## Hyper Parameter Tuning with XGBoost

In [1]:
import boto3
import sagemaker
import pandas as pd
from sagemaker.inputs import TrainingInput

In [2]:
sess = sagemaker.Session()
bucket = sess.default_bucket()
role = sagemaker.get_execution_role()
region = boto3.Session().region_name

sm = boto3.Session().client(service_name="sagemaker", region_name=region)

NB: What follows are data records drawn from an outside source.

PR #3945, opened 2019-07-17
Add support for public keys when encrypting images

mem:
Extend the existing SIF file encryption so that it's possible to specify
a PEM file with a public key instead of a plain text key. When the
public key is specified, a secret will be automatically generated and it
will be encrypted with the specified public key.

fixing or enhancing.

- Fixes #

### DIFF
--- a/internal/pkg/util/fs/mount/mount_linux.go
+++ b/internal/pkg/util/fs/mount/mount_linux.go
@@ -6,6 +6,7 @@
 package mount
 
 import (
+	"encoding/base64"
 	"fmt"
 	"path/filepath"
 	"strings"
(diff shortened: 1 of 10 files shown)


internal/pkg/util/fs/mount/mount_linux.go
```diff
@@ -306,13 +306,15 @@ func GetSizeLimit(options []string) (uint64, error) {
 }
 
 // GetKey returns key value for image options
-func GetKey(options []string) (string, error) {
+func GetKey(options []string) ([]byte, error) {
 	for _, opt := range options {
 		if strings.HasPrefix(opt, "key=") {
-			return strings.TrimPrefix(opt, "key="), nil
+			// TODO(mem): base64 encode the key?
```
schebro: You might need to base64 encode here. Otherwise, "," or "." in the key may create problems.

schebro (changes requested):
Looks good other than the encoding comment. I can start from this and work on private key decryption.

internal/pkg/util/fs/mount/mount_linux.go
mem: Thanks, fixed!

schebro (approved):

PR #3952, opened 2019-07-18
Client support for SCS library multi-arch tags

### LINKED ISSUE #3937: Multiple architectures per tag support with library push/pull
## Version of Singularity:

Support pulling containers from the SCS library where there are images for multiple architectures per tag.

### Expected behavior

On e.g. `armv6`, `arm64`, `ppc64le`, `amd64` hosts `singularity pull library://dtrudg-sylabs/test:latest` should return a container of the native architecture, or raise an error if one is not available.

It should be possible to specify a specific architecture with a flag to pull down a container on a host where the architecture does not match.

dtrudg:

This PR is the Singularity client-facing portion of code to support multi-arch tags in the SCS library.

Images can be built for multiple architectures, e.g. `amd64` / `arm64` / `ppc64le` and all pushed to the library using the same container name and tag. `singularity` clients pulling the tag will then retrieve the correct architecture for the local machine.

An image for a different architecture to the host can be pulled by using e.g. `singularity pull --arch amd64`

Note r.e. testing - it's not possible to add good e2e tests for this until an SCS library endpoint with archtags support is available. This is noted as needed, though.

-  Fixes #3937

- Read the Guidelines for Contributing, and this PR conforms to the stated requirements.
- Added changes to the CHANGELOG if necessary according to the Contribution Guidelines
- Added tests to validate this PR and tested this PR locally with a make testall
- Based this PR against the appropriate branch according to the Contribution Guidelines
- Added myself as a contributor to the Contributors File


cmd/internal/cli/actions.go
```diff
@@ -155,13 +156,10 @@ func handleLibrary(imgCache *cache.Handle, u, libraryURL string) (string, error)
 
 	imageRef := libraryhelper.NormalizeLibraryRef(u)
 
-	libraryImage, existOk, err := c.GetImage(ctx, imageRef)
+	libraryImage, err := c.GetImage(ctx, runtime.GOARCH, imageRef)
```
mem, line 199: this one will cause the command to ignore the arch specified on the command line: if a particular arch is requested, and the code goes to check if the image is in the cache, since it's not getting the value specified on the command line and it's instead going back to runtime.GOARCH, you will end up with two different things. The hash should prevent this image from clobbering the "right" one, but I still think you'd be getting the wrong image, unless I'm missing something.

cmd/internal/cli/actions.go
```diff
@@ -171,7 +169,7 @@ func handleLibrary(imgCache *cache.Handle, u, libraryURL string) (string, error)
 	} else if !exists {
 		sylog.Infof("Downloading library image")
 
-		if err = libraryhelper.DownloadImageNoProgress(ctx, c, imagePath, imageRef); err != nil {
+		if err = libraryhelper.DownloadImageNoProgress(ctx, c, imagePath, runtime.GOARCH, imageRef); err != nil {
```
mem, line 216: same here

cmd/internal/cli/pull.go
```diff
@@ -48,8 +49,21 @@ var (
...
 )
 
+// --library
+var pullArchFlag = cmdline.Flag{
+	ID:           "pullArchFlag",
+	Value:        &PullArch,
+	DefaultValue: runtime.GOARCH,
+	Name:         "arch",
+	Usage:        "Architecture to pull from library",
+	EnvKeys:      []string{"PULL_ARCH"},
```
mem, line 65: I don't think the environment variable is useful in this case, is it?

cmd/internal/cli/pull.go
```diff
@@ -48,8 +49,21 @@ var (
 	unauthenticatedPull bool
 	// PullDir is the path that the containers will be pulled to, if set
 	PullDir string
+	// PullArch is the architecture for which containers will be pulled from the
+	// SCS library
+	PullArch string
```
mem: this is a bad pattern that has crept into this particular part of the code: these variables don't need to be exported, we are passing them down to the appropriate functions as arguments.

go.mod
```diff
@@ -120,5 +120,6 @@ require (
 replace (
 	github.com/Sirupsen/logrus => github.com/sirupsen/logrus v1.0.5
 	github.com/opencontainers/image-tools => github.com/sylabs/image-tools v0.0.0-20181006203805-2814f4980568
+	github.com/sylabs/scs-library-client => github.com/dctrud/scs-library-client v0.3.1-0.20190717221055-79bcf0162d6b
```
mem: I don't think we want to commit this, right?

internal/app/singularity/push.go
```diff
@@ -97,5 +103,17 @@ func LibraryPush(file, dest, authToken, libraryURI, keyServerURL, remoteWarning
 	}
 	defer f.Close()
 
-	return libraryClient.UploadImage(context.Background(), f, r.Host+r.Path, r.Tags, "No Description", &progressCallback{})
+	return libraryClient.UploadImage(context.Background(), f, r.Host+r.Path, arch, r.Tags, "No Description", &progressCallback{})
```
mem, line 106: funny, I would have expected the library to look inside the file to figure out the architecture, not that the client has to tell it that information.

internal/pkg/build/remotebuilder/remotebuilder.go
```diff
@@ -147,7 +147,9 @@ func (rb *RemoteBuilder) Build(ctx context.Context) (err error) {
 
 		imageRef := library.NormalizeLibraryRef(bi.LibraryRef)
 
-		if err = library.DownloadImageNoProgress(ctx, c, rb.ImagePath, imageRef); err != nil {
+		// TODO - remotebuilder is *only* amd64 right now, but this will change
+		// in future.
+		if err = library.DownloadImageNoProgress(ctx, c, rb.ImagePath, "amd64", imageRef); err != nil {
```
mem: but then there should be a check locally that if a remote build is requested, then the requested architecture _must_ be amd64, no?

mem (changes requested):

cmd/internal/cli/actions.go
dtrudg: @mem - as I read the singularity code, handleLibrary is used for `run shell exec` etc. with a `library://` URI. Here it only makes sense to use the host arch - the `--arch` option isn't availble. You can only use that with `singularity pull` which uses a different code path for interacting with the library.

cmd/internal/cli/actions.go
dtrudg: ditto the above comment

cmd/internal/cli/pull.go
dtrudg: Do you want me to change them all to private then / or set this one just private? I was being consistent here.

go.mod
dtrudg: This is a WIP PR - It has to be tested against non-merged scs-library-client and a test library version, so I'm putting this here so it works for testing. It'll be a proper tagged scs-library-client before the WIP comes off.

internal/app/singularity/push.go
dctrud: It does - see just above where `arch` comes from...

```
arch, err := sifArch(file)
```

internal/pkg/build/remotebuilder/remotebuilder.go
dtrudg: there is no `--arch` flag for build, only pull. We can't request something else yet. Any remote build that is run (from any host) will end up as an amd64 image.

cmd/internal/cli/pull.go
dtrudg: I can't think of a concrete example - possibly some CI workflow? but I don't think there is harm?

internal/app/singularity/push.go
dtrudg: `<edit>` ahh I see what you mean...`</edit>`

The library does look into the file after upload. Since things upload into S3 directly now this has to be async, after the upload is completed. In order the arch->tag->Image is correct immediately we have to send it here. The `scs-library-client` is setting the tag on the image immediately after upload, and that tag is arch specific now.

internal/pkg/build/remotebuilder/remotebuilder.go
dtrudg: After chatting with @EmmEff who is working on the builder in this area I will need to enable the `--arch` flag only in combination with the `--remote` option of `singularity build`, and will pass-through architecture requests in an `arch` key on the `BuilderRequirements` map to future-proof things even if alternate archs aren't handled by the builder right now.

mem: Ok. Does this need changes in this PR or not? I just want to make sure nothing is falling thru the cracks.

dtrudg: @mem - yes there will be changes to this PR - hopefully this afternoon, maybe tomorrow morning. Thanks for tracking this!

cmd/internal/cli/actions.go
dtrudg: Note that `--arch` is now an option for `pull` and `build --remote` only. 

* On `pull` you should get an image back of the requested architecture.
* On `build --remote` you are asking the remote builder to make an image for the specified arch.

`--arch` isn't in any other code paths as it doesn't make sense to try and perform other actions with images that don't match the host architecture

mem (approved):

cmd/internal/cli/pull.go
```diff
@@ -47,10 +48,23 @@ var (
 	keyServerURL = "https://keys.sylabs.io"
 	// unauthenticatedPull when true; wont ask to keep a unsigned container after pulling it.
 	unauthenticatedPull bool
-	// pullDir is the path that the containers will be pulled to, if set.
+	// PullDir is the path that the containers will be pulled to, if set.
```
WestleyK: Why is this changed? It was correct before.

WestleyK (approved):
Looks good to me :+1: That one comment is unnecessary.

cmd/internal/cli/pull.go
dtrudg: oof - this PR has been around for long enough that a bunch of refactoring stuff has touched the same areas. Looks like I've missed an odd thing in the merge this time :-)

EmmEff (approved):

cmd/internal/cli/pull.go
dtrudg: Fixed in ec4f5ee

Issue #3828, opened 2019-06-28
Port e2e tests to use singularity execution context


cclerget:
Port following tests to use singularity execution context (https://github.com/sylabs/singularity/blob/master/e2e/internal/e2e/singularitycmd.go) :

- [x] docker -> https://github.com/sylabs/singularity/blob/master/e2e/docker/docker.go
- [x] env -> https://github.com/sylabs/singularity/blob/master/e2e/env/env.go
- [x] help -> https://github.com/sylabs/singularity/blob/master/e2e/help/help.go
- [x] imgbuild -> https://github.com/sylabs/singularity/blob/master/e2e/imgbuild/imgbuild.go
- [x] instance -> https://github.com/sylabs/singularity/blob/master/e2e/instance/instance.go
- [x] pull -> https://github.com/sylabs/singularity/blob/master/e2e/pull/pull.go
- [x] push -> https://github.com/sylabs/singularity/blob/master/e2e/push/push.go
- [x] remote -> https://github.com/sylabs/singularity/blob/master/e2e/remote/remote.go
- [x] version -> https://github.com/sylabs/singularity/blob/master/e2e/version/version.go
- [x] inspect -> https://github.com/sylabs/singularity/blob/master/e2e/inspect/inspect.go

PR #3962, opened 2019-07-22
Port e2e push test

### LINKED ISSUE #3837: Port e2e push tests
Port push tests https://github.com/sylabs/singularity/blob/master/e2e/push/push.go to use singularity execution context (https://github.com/sylabs/singularity/blob/master/e2e/internal/e2e/singularitycmd.go)

gvallee:

Port e2e push test to new API

- Fixes #3837 
- Addresses #3828


e2e/push/push.go
```diff
@@ -39,7 +40,7 @@ func (c *ctx) testPushCmd(t *testing.T) {
 		desc          string // case description
 		dstURI        string // destination URI for image
 		imagePath     string // src image path
-		expectSuccess bool   // singularity should exit with code 0
+		expectSuccess bool   // expection regarding the test's success
```
gvallee:
```suggestion
		expectSuccess bool   // expectation regarding the test's success
```

e2e/push/push.go
```diff
@@ -39,7 +40,7 @@ func (c *ctx) testPushCmd(t *testing.T) {
 		desc          string // case description
 		dstURI        string // destination URI for image
 		imagePath     string // src image path
-		expectSuccess bool   // singularity should exit with code 0
+		expectSuccess bool   // expectation regarding the test's success
```
jscook2345: In other tests I've seen this field changed to something like`expectExitCode` and than using that value instead of doing further checking around the `boolean` later on.

What do you think?

e2e/push/push.go
```diff
@@ -75,26 +76,24 @@ func (c *ctx) testPushCmd(t *testing.T) {
...
-
-			case tt.expectSuccess && err != nil:
-				// FAIL: expecting success, failed
-
-				t.Logf("Running command:\n%s\nOutput:\n%s\n", cmd, out)
-				t.Errorf("unexpected failure: %v", err)
-
-			case !tt.expectSuccess && err == nil:
-				// FAIL: expecting failure, succeeded
+			args := tt.dstURI
```
ikaneshiro, line 83: Can we make `args` a `[]string` and append to it so we dont need to split a string by a separator in `e2e.WithArgs()`?

ikaneshiro (changes requested):

e2e/push/push.go
gvallee: I had that question before and no it does not work. In a nutshell, the command is very sensitive to empty slots, meaning an element in the slice that would not be defined, which would make the command to fail even if everything looks fine (only a double space would appear when displaying the elements of the commands). I had very bad luck with unit tests, e2e tests and in the context of my MPI tool.
In other words, that is by far the safer way to deal with it and i did not manage to have another solution that never create a problem.

gvallee: I had that question before and the short answer is no: so far, i always end up with Go assuming that an element in the slice is empty, which will make the command fail (when displaying the args, the problem can be seen through a double space). So this is the only reliable way i know of dealing with it.
I had the problem in unit tests, e2e tests and the MPI tool.

e2e/push/push.go
gvallee: Done

e2e/push/push.go
ikaneshiro: Could you throw a comment on the code summarizing these comments so that others hopefully dont run into this issue when working with this file?

jscook2345: Not handling an empty argument seems like a short coming. @gvallee Can you open an issue for that so we can make things more consistent across the board?

jscook2345 (approved):

e2e/push/push.go
gvallee: Will do and as you can see I am having problems with Github, my comments appearing/disappearing from my view of the PR... :(

jscook2345:
@gvallee 

See @mem 's changes here: https://github.com/sylabs/singularity/pull/3840

They will need to be applied before the tests will pass.

gvallee:
I do not understand the API modification introduced in #3840, it will take me some time to figure it out.

e2e/push/push.go
```diff
@@ -75,26 +76,23 @@ func (c *ctx) testPushCmd(t *testing.T) {
...
+			// an empty elements to the list when passing it to the command, which
+			// will create a failure.
+			args := tt.dstURI
+			if tt.imagePath != "" {
+				args = tt.imagePath + " " + args
 			}
+
+			e2e.RunSingularity(
+				t,
+				tt.desc,
```
mem: replace this with `e2e.AsSubtest(tt.desc)`
```suggestion
				e2e.AsSubtest(tt.desc),
```

mem (changes requested):

e2e/push/push.go
```diff
@@ -75,26 +76,23 @@ func (c *ctx) testPushCmd(t *testing.T) {
...
+			// We create the list of arguments using a string instead of a slice of
+			// strings because using slices of strings most of the type ends up adding
+			// an empty elements to the list when passing it to the command, which
+			// will create a failure.
+			args := tt.dstURI
+			if tt.imagePath != "" {
+				args = tt.imagePath + " " + args
 			}
+
+			e2e.RunSingularity(
```
mem: if you change this to `c.env.RunSingularity`, what I wrote below actually works :-|

```suggestion
			c.env.RunSingularity(
```

e2e/push/push.go
gvallee: That is the part I do not understand, semantically, I guess I do not understand the meaning of `AsSubtest`, which, without spending more than 2 minutes on it, would infer that I want to create a subtest... which is not the case. But I will look it up, I just need time. :)

mem: Welcome to my world :-)

The function `e2e.RunSingularity` previously had a signature that was something like `func(t *testing.T, name string, ...)`.

I changed it to `func(t *testing.T, cmdPath string, ...)`

In the previous signature, `name` is the name of the subtest (as in `t.Run(name, f)`). If name was empty (`""`), then it _did not_ run a subtest. If name was not empty, it run the command as a subtest.

To make that less awkward and less magic, I changed it to the explicit `e2e.AsSubtest(name)`, which is passed along with all the other options.

But then I added the `cmdPath` argument :-(

The `cmdPath` argument specifies the path to singularity.

I guess I could add a `type CmdPath string` to make this a compiler error (at the cost of making the code a little weird).

mem: And if you don't want a subtest, just don't pass e2e.AsSubtest. I suggested that to match the behavior of the previous code.

gvallee: Thanks for the explanation, it truly helps. I like the fact that we can specify the Singularity binary and now that I have your explanation, I understand the subtest part too. I am totally okay with the new API. :)

jscook2345:
@gvallee @mem 

The PR that keeps on giving ;)

I built locally using this branch and this is what `make check` gave me on `macos`.

```
grapplehammer:singularity justin$ make -C builddir check
 CHECK golangci-lint
cmd/plugin_manifestgen/main.go:32:23: `marshalling` is a misspelling of `marshaling` (misspell)
                sylog.Fatalf("While marshalling manifest to json: %s", err)
```

gvallee:
This is not related to this PR at all but I will fix it as soon as I can.

ikaneshiro (approved):

mem (approved):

### Load S3 Location of Data

In [3]:
processed_train_data_s3_uri = 's3://ads-508-group-6-final/churn_model_data/train/data.csv'
processed_validation_data_s3_uri = 's3://ads-508-group-6-final/churn_model_data/validation/data.csv'
processed_test_data_s3_uri = 's3://ads-508-group-6-final/churn_model_data/test/data.csv'

In [4]:
s3_input_train_data = TrainingInput(s3_data=processed_train_data_s3_uri)
s3_input_validation_data = TrainingInput(s3_data=processed_validation_data_s3_uri)
s3_input_test_data = TrainingInput(s3_data=processed_test_data_s3_uri)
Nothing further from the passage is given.